__INSTRUCTIONS FOR THE TASK__
Retype each line exactly as it stands, beginning at the first line of the material and finishing with the line that contains "The viewer is".

EXERCISE INPUTS Start Marker

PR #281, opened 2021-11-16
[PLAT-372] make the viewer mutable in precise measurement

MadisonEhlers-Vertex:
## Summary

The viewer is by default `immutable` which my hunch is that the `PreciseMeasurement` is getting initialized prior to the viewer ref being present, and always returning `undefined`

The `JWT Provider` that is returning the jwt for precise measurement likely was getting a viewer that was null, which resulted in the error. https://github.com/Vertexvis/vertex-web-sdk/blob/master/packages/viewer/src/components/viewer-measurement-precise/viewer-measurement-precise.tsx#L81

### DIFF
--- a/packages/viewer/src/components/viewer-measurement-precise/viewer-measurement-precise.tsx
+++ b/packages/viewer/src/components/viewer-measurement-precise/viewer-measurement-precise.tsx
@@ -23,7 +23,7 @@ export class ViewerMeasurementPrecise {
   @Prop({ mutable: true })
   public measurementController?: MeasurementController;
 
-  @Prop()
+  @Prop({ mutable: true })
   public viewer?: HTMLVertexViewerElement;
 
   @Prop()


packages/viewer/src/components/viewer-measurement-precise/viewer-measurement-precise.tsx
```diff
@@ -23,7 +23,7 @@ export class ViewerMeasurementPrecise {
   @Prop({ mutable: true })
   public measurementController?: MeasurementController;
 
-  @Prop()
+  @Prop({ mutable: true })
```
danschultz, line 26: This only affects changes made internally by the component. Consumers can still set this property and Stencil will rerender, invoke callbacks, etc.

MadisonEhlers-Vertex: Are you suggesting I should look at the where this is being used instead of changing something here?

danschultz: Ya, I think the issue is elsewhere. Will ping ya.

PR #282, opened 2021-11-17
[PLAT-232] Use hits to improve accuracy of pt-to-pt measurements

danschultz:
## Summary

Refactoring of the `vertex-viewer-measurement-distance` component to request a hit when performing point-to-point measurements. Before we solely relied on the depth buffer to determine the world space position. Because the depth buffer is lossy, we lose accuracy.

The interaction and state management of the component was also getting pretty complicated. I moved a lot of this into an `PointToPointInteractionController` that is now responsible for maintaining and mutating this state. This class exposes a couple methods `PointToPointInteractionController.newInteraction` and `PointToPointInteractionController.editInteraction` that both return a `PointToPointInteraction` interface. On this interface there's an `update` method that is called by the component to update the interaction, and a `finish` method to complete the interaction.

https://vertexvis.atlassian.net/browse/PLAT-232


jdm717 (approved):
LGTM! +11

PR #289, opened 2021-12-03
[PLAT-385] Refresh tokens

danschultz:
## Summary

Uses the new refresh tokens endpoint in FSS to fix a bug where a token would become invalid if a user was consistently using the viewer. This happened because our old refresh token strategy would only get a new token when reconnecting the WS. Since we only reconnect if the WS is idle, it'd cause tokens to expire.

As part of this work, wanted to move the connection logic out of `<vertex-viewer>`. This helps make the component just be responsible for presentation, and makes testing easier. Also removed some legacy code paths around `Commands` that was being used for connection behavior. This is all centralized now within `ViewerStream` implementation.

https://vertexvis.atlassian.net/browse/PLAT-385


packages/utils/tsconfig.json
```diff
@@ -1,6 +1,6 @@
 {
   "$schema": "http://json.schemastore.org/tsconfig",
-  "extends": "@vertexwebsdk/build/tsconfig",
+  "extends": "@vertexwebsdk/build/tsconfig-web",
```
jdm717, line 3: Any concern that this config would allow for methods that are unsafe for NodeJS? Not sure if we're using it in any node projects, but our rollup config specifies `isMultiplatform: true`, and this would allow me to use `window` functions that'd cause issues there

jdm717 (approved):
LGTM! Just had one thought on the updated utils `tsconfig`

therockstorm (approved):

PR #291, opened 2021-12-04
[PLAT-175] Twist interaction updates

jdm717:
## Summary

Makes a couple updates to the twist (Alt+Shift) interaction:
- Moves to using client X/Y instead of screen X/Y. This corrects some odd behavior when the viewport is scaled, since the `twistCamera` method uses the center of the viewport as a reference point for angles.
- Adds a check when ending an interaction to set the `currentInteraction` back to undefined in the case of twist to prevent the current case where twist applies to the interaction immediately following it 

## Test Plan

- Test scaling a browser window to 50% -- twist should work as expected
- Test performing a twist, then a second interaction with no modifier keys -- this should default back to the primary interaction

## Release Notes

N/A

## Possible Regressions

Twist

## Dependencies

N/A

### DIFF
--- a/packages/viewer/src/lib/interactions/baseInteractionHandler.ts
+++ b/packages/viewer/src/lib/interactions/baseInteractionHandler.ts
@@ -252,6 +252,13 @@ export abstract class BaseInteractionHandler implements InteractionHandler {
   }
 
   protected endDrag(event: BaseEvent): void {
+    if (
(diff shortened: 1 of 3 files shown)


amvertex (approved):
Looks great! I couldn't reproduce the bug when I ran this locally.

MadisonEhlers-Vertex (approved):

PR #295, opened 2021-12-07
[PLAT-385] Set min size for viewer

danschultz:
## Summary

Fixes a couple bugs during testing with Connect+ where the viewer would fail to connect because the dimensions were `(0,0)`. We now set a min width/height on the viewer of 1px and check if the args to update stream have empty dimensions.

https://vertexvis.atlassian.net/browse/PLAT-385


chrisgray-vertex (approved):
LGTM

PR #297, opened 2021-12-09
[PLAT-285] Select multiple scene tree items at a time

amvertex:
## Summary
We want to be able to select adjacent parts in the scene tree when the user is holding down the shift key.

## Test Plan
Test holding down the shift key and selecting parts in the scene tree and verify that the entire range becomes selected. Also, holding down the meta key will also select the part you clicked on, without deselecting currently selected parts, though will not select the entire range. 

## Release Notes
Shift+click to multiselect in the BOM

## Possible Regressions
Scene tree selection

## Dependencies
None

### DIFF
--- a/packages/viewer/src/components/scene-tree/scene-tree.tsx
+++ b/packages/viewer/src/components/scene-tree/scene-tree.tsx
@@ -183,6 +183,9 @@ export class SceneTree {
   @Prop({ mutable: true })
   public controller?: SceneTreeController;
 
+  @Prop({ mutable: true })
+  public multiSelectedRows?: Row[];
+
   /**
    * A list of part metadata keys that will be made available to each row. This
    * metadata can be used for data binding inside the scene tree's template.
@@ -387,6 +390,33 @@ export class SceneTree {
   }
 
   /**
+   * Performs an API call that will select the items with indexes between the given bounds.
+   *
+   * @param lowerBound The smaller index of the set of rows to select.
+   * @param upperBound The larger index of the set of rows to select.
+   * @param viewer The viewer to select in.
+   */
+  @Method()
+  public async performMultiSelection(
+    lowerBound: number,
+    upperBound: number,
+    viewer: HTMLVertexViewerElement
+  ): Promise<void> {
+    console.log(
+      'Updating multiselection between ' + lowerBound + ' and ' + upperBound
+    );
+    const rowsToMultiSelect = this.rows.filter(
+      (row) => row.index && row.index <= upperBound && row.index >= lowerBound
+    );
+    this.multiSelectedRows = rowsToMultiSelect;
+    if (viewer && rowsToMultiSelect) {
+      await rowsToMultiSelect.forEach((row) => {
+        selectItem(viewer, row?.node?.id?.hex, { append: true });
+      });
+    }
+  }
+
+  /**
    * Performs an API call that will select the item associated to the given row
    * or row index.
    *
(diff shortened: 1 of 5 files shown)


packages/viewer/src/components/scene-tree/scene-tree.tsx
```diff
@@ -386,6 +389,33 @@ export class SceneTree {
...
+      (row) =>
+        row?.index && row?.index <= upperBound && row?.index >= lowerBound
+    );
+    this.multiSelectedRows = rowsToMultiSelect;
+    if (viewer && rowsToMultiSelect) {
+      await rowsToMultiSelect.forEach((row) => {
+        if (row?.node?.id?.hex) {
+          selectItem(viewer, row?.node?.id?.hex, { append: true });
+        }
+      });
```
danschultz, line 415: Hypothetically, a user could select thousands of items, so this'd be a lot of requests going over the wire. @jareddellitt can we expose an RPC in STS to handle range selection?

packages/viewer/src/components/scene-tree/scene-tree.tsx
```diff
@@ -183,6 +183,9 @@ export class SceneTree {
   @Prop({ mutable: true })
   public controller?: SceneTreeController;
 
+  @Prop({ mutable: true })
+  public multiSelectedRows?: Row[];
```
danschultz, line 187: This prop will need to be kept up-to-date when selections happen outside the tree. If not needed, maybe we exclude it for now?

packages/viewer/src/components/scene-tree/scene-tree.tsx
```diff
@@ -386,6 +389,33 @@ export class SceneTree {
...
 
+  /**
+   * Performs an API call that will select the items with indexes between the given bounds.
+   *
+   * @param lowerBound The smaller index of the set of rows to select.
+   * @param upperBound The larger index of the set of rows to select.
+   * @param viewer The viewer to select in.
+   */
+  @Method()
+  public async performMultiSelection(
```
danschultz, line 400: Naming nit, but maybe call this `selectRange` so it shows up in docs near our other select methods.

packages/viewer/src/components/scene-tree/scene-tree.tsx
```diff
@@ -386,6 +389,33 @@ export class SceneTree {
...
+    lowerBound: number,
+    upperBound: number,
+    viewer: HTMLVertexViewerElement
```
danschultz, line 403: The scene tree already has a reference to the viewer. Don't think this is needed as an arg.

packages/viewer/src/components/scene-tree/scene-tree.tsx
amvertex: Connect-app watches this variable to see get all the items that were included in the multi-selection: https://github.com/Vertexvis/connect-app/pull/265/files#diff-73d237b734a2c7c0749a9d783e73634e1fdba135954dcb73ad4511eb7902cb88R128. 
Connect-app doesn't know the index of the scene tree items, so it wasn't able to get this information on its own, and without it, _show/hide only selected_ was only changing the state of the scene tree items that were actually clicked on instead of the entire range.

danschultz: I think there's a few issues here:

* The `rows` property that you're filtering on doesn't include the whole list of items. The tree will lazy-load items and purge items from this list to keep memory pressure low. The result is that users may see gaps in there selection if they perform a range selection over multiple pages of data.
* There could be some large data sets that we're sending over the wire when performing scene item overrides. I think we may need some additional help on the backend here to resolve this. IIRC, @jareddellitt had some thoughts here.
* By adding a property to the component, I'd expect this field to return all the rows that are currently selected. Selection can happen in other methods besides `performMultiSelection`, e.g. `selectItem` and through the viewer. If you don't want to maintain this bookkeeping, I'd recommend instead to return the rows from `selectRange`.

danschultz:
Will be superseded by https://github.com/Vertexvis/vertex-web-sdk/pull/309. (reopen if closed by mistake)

EXERCISE INPUTS End Marker

__SOLUTION TO THE PROBLEM__
PR #281, opened 2021-11-16
[PLAT-372] make the viewer mutable in precise measurement

MadisonEhlers-Vertex:
## Summary

The viewer is by default `immutable` which my hunch is that the `PreciseMeasurement` is getting initialized prior to the viewer ref being present, and always returning `undefined`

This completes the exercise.